The Chant of Savant

Monday 19 August 2013

Thanks Mwakiembe for naming no names


   
Jokes aside, when Movement Minister, Dr Harris Mwakiembe told the whole world that he’d name names connected with drug pushing, I wrote on my blog: How dare you Mwaki to attempt to do what failed your boss, prezo Jake Kiquette? I went ahead: I’m pretty sure the guy will name no names. Thubutu wakumtoe roho kama hujitaki. I added. I didn't expect a dog to chew the bone that a hyena is always afraid to gnash.
 My point of reference’s the way you feared to disclose those who actually was behind Richmonduli. Do you remember what you said sir? You said that for the sake of your party, there’s other crucial information you concealed. And indeed, after concealing such vital and damning information, you’re awarded the ulaji you’re now using to fool us once again!
Those used to usanii, braggadocios and ballyhoos weren't shocked when you came up with the names of dagaas as you once again concealed the names of sharks. If anything, this has been your way of doing things--- populist showoffs. Again, how long are you going to take boozers for a ride sir?

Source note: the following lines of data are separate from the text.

PR #8022, opened 2025-03-19
Derez QOL

NBKelly:
This does the following:
* makes derezzing async
* allows derezzing multiple cards at once, suppressing the event (when manually derezzing as the corp for example), and suppressing the checkpoint (ie simultaneous effects, costs)
* cleans up the code for all the cards that derez
* automatically generates text for cards being derezzed
* adds a little helper function for taking n tags (did this just because of how baklan was formatted), I used it in a few places where it made sense, and cleaned up a couple of cards (like joshua B) in doing so

This also hits one of the long-standing todos in #6729 (though I can probably close that after elevation, and make a new/updated list)

### DIFF
--- a/src/clj/game/core/commands.clj
+++ b/src/clj/game/core/commands.clj
@@ -402,7 +402,7 @@
      {:prompt "Choose a card to derez"
       :choices {:card #(rezzed? %)}
       :async true
-      :effect (effect (derez eid target))}
+      :effect (effect (derez eid target {:no-event true}))}
      nil nil)))
 
 (defn command-trash
--- a/src/clj/game/core/commands.clj
+++ b/src/clj/game/core/commands.clj
@@ -401,7 +401,8 @@
      state side
      {:prompt "Choose a card to derez"
       :choices {:card #(rezzed? %)}
-      :effect (effect (derez target))}
+      :async true
+      :effect (effect (derez eid target))}
      nil nil)))
 
 (defn command-trash
--- a/src/clj/game/core/rezzing.clj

Methinks boozers are used to your bugaboos and monkey business. This has been the way of doing stuff almost for the whole cabinet.  Your back off reminded me that of Prof Ana Tiba Ijuka Kajuamlo who put mkwara on the building along India Street after its sister building killed boozers due to being constructed below standard. Given that this is Bongolalaland that’s been turned into shamba la bibi; any liar can come with all sorts of lies and get away with it. Why should criminals worry, if at all, Mkuu has always protected them?
Do you remember what happened when Kawa-dog J4 defecated on the ministry of knowledge? Boozer egged him to kick the heck out of there to no avail. He told them to their faces that he’d not relinquish power.  And, indeed’ he did stay put. And nothing happened to him. He’s still messing even more.

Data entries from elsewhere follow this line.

PR #8027, opened 2025-03-21
draft ids reworked/cleaned up

NBKelly:
I cleaned up the draft ids a bit.

My plan is to (sooner or later) go through all the old cards and clean them up/make them consistent with our modern implementations.

I added a `shuffle-cards-into-deck!` fn in `shuffling` that takes as input:
1) state
2) acting-side
3) source card
4) side having their cards shuffled
5) `& targets`

It:
* Handles the log printout, grouping cards by their zone, and displaying if the player shuffled, or was forced to shuffle, etc
* Handles the discard being zone-locked
* handles the cards not existing anymore, or already being in the deck
* Forces a shuffle even when there are no cards to get shuffled back (ie with gatekeeper)

I'll try and use this in the future when I clean up some other cards so we can avoid writing the same stuff over and over.

### DIFF
--- a/src/clj/game/cards/identities.clj
+++ b/src/clj/game/cards/identities.clj
@@ -52,7 +52,7 @@
    [game.core.say :refer [system-msg]]
    [game.core.servers :refer [central->name is-central? is-remote? name-zone
                               target-server zone->name]]
-   [game.core.shuffling :refer [shuffle! shuffle-into-deck]]
+   [game.core.shuffling :refer [shuffle! shuffle-into-deck shuffle-cards-into-deck!]]
    [game.core.tags :refer [gain-tags lose-tags]]
    [game.core.to-string :refer [card-str]]
    [game.core.toasts :refer [toast]]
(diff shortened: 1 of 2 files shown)


src/clj/game/cards/identities.clj
```diff
@@ -2106,17 +2108,21 @@
...
-             :player :corp
-             :show-discard true
-             :msg (msg "shuffle " (if (:seen target) (:title target) "a card")
-                       " into R&D")
-             :effect (effect (move :corp target :deck)
-                             (shuffle! :corp :deck))}]})
+                            (has-most-faction? state :corp "Haas-Bioroid")))
+             :async true
+             :effect (req (if (empty? (:discard corp))
+                            (do (shuffle-cards-into-deck! state :corp card :card [])
```
NoahTheDuke, line 2114: `:card` is the target side having their deck shuffled?

src/clj/game/core/shuffling.clj
```diff
@@ -21,6 +23,30 @@
     (swap! state update-in [:stats side :shuffle-count] (fnil + 0) 1)
     (swap! state update-in [side kw] shuffle)))
 
+(defn shuffle-cards-into-deck!
+  "Shuffles a given set of cards into the deck. Will print out what's happened. Will always shuffle."
+  [state from-side card shuffle-side & targets]
```
NoahTheDuke, line 28: Can this take `targets`, not `& targets`? Just force everyone to put things in a list or vector?

src/clj/game/core/shuffling.clj
```diff
@@ -21,6 +23,30 @@
...
+  (let [targets (set (keep #(get-card state %) (flatten targets)))
+        targets (filter #(if (= (:zone %) [:discard]) (not (zone-locked? state shuffle-side :discard)) true) targets)
+        lhs (str " uses " (:title card)
+                 (when-not (= from-side shuffle-side)
+                   (str " to force the " (clojure.string/capitalize (name shuffle-side))))
```
NoahTheDuke, line 33:
```suggestion
                   (str " to force the " (str/capitalize (name shuffle-side))))
```

lol i expect there's a require line for this but if not: `[clojure.string :as str]` plz

src/clj/game/cards/identities.clj
NBKelly: whoops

Those who know how connected drug barons are knew right away that what you’re doing was but fooling boozers to see how they’d react. Again, do you remember how in 2006 your boss told the whole world that he’d the lists of drug barons, thugs, corrupt officials and whatnot?  Seven years down the line he’s kept on playing ping pong and hoo-ha and nothing viable has ever come out of his outburst. Again, this is Bongolalaland where all brains are asleep.
If I were you, I’d have kept mum in lieu of dressing myself down. Now that you've proved beyond reasonable doubts that you are afraid of drug barons. What next? Indeed you’re a fearless fighter who can withstand all humiliation. Will you change the course of events and start dining with the mateja? Yeah. I’d strongly advise you to start fighting drugs by using the new method. Just dine and wine addicts and tell the world that you abhor drugs.

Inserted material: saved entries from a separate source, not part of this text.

PR #8043, opened 2025-03-30
Tr fixes

### LINKED ISSUE #8039: Odd text in Run menu
See attached image.

Image

### LINKED ISSUE #8040: Unknown Game Prompt (server-13) instead of the server name.
"Unknown Game Prompt (server-13)"
Image

Link to bug replay: https://jinteki.net/bug-report/dbf679da-fe38-4fa4-ac27-503602aa814b?b=0

NBKelly:
* If there's one spectator, it will say "1 Spectator" instead of just "Spectator"
* The server labels have been fixed for the install and run menus (when click run, or click a card in hand)

Closes #8040
Closes #8039

### DIFF
--- a/resources/public/i18n/en.ftl
+++ b/resources/public/i18n/en.ftl
@@ -599,7 +599,7 @@ game_show-decklists = Show/Hide decklists
 game_shuffle = Shuffle
 
 game_spec-count = {$cnt ->
-    [one] Spectator
+    [one] {$cnt} Spectator
     *[other] {$cnt} Spectators
 }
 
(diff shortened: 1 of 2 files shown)


NoahTheDuke:
i think this means we shouldn't have one big selector for the prompts. where are these even coming from?

NBKelly:
They come from the backend (generate-runnable-servers, generate-installable-servers) - which gives the ordered list of servers which can be installed in/ran at

NoahTheDuke:
test paths weren't updated so the tr changes here are broken, which i suspect is why people are getting messed up strings currently.

PR #8045, opened 2025-03-30
Adding quotes for Liberation and Borealis Cycles

BlueOakData:
I am finally getting around to writing, at least a default quote, for the remaining IDs from Liberation and Borealis. These are pulled from the actual ID's flavor text. Ideally I will build on this in a future PR with some more unique quotes.

### DIFF
--- a/data/quotes-corp.edn
+++ b/data/quotes-corp.edn
@@ -1,4 +1,9 @@
-{"Acme Consulting: The Truth You Need"
+{"A Teia: IP Recovery"
+ {"Default"
+  ["Caveant Fugitivi."]}
+ "Acme Consulting: The Truth You Need"
+ {"Default"
+  ["Affordable, Effective, and Uncompromising."]}
  {"Anarch"
   ["Some grandstanding vigilante thinks they can threaten us? Our report will conclude all damage was self-inflicted. Case closed."]
   "Criminal"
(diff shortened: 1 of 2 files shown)


data/quotes-corp.edn
```diff
@@ -1,4 +1,9 @@
-{"Acme Consulting: The Truth You Need"
+{"A Teia: IP Recovery"
```
BlueOakData, line 1: Not sure if my formatting is correct here on this first line. Also some lines had the quote on the same line as the key (so "Default" [...] vs "Default"\n [...]"

data/quotes-runner.edn
```diff
@@ -369,11 +378,11 @@
   "Weyland Consortium"
   ["No matter how much they build, they'll never bury their secrets deep enough."]}
  "Nyusha \"Sable\" Sintashta: Symphonic Prodigy"
- {"Default" ["Every day, my mission is simple. Acquire credits or starve."]
+ {"Default" ["Flaws hold both beauty and opportunity."]
```
Cluedrew, line 381: Why the change here? Sable already had a unique default quote, so why switch back to the quote from the card?

BlueOakData: I thought the flavor-text derived quote was better than the one I had previously written. If y'all disagree and prefer the previous, I can revert the change.

NoahTheDuke: the square brackets indicate this is an array, meaning it can hold multiple quotes. each quote is surrounded by double-quotation marks and separated by spaces and/or linebreaks: ["quote 1" "quote 2" "quote 3" ...]

we're saying use both

BlueOakData: Oh..... my bad. Still getting used to Clojure and misunderstood what y'all meant.

BlueOakData:
Any other changes on this PR I can make?

PR #8046, opened 2025-03-30
use active player instead of side that triggered event

NBKelly:
I'm fairly certain we've hardcoded sides into dozens of event handlers to deal with this bug lmao

### DIFF
--- a/src/clj/game/cards/agendas.clj
+++ b/src/clj/game/cards/agendas.clj
@@ -158,7 +158,6 @@
   {:events
    [{:event :run
      :req (req (first-event? state side :run))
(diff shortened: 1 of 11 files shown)


NoahTheDuke:
omgggggggggg. some day when i have infinite free time, i want to remove the `side` parameter and track it all through the eid, but that's a nightmare of work, tbh.

NBKelly:
ok I stripped the hardcoded sides out of *almost* every event map, and then I noticed trigger-event-sync was still doing stuff wrong, so I made that fire in order of active-side -> opposing side

PR #615, opened 2015-10-13
Add override for npm:is-subset@0.1.1

shuaibiyy:


guybedford:
Thanks, this is actually a bug though due to files in:

```javascript
   "files": [
    "/*.js",
    "/License.md",
    "/Readme.md",
    "/module/",
    "/test/"
  ],
```
removing unnecssary files. We're tracking this in https://github.com/jspm/jspm-cli/issues/1031.

Perhaps rather use the override locally in the mean time?

shuaibiyy:
Noted. Thanks.

PR #616, opened 2015-10-13
npm:moment-range@2.0.3

teohhanhui:


guybedford:
@teohhanhui as mentioned, I think it may be beneficial to just use all the moment libraries from npm here. I just tried `jspm install npm:moment-range` and it imported fine for me. If you want to move `jspm install moment` over to `jspm install npm:moment` I do think that is preferable at this point given that we'd need to configure all these plugins otherwise.

PR #617, opened 2015-10-15
npm:js-polyfills@0.1.12

teohhanhui:


guybedford:
@teohhanhui please can you explain why this is necessary? I just tried `jspm install npm:js-polyfills` and that imported fine for me.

Dear good Doc, now you’re a full minister. When you tossed Richmonduli, you and Mr. Sam Six were awarded ulaji for crucifying the hoi polloi for your personal gains. What, then, will you be awarded this time for coming out and proving that you aren't afraid of concealing drug networks and drug barons? Do you think those dagaa you mentioned are going to convince boozers that you’re seriously taking on drugs? When you discovered that those small fish you fried helped drug barons to get their way through, why didn't you go ahead to squeeze them to name names of those who tipped them so as to let those two carrier girls get a green light? If I were you, I‘d have squeezed those guys to tell me who bought the way for the two girls that were apprehended in South Africa. I surely know. Those two poor earthlings are but couriers. The real owners of the drug they’re transporting are in Dar preparing yet other consignments to be sneaked out of the hunk. Something inside of me tells me that drug barons are known. You know them. Even birds know them. The problem is: You don’t want to take on them due to the fact that they’re heavyweights.
To help you, if you seriously aim at taking on drug barons especially the real ones, please, tell your boss to start ordering people to declare their wealth and the way they acquired it. Do you think he’ll consent to this if he himself refused to declare his? Another nugget of wisdom, if our hunk goes on revering money and lying to the public, things are going to become even worse in the future. How come that a pauper goes to bed poor so as to wake up richer and no eyebrows are raised?
To make my point even simpler and clearer, drug barons are people you can’t expect.  They live in mansions and castles without proving how they attained such status. They’re driving expensive toys everywhere and nobody cares! Who cares if they can buy their freedom to do their business? Si mseme kuwa kaya imewashinda instead of sanaa?
Dear good Doc,

I know you’re busy nabbing drug peddlers while ignoring drug barons. What you’re doing is fine save that you’re targeting and using small fish while going to bed with sharks. If not, tell me why you‘re unable to fulfill your promise of naming names of drug kingpins? Again, thanks. No thank s for not touching the untouchables.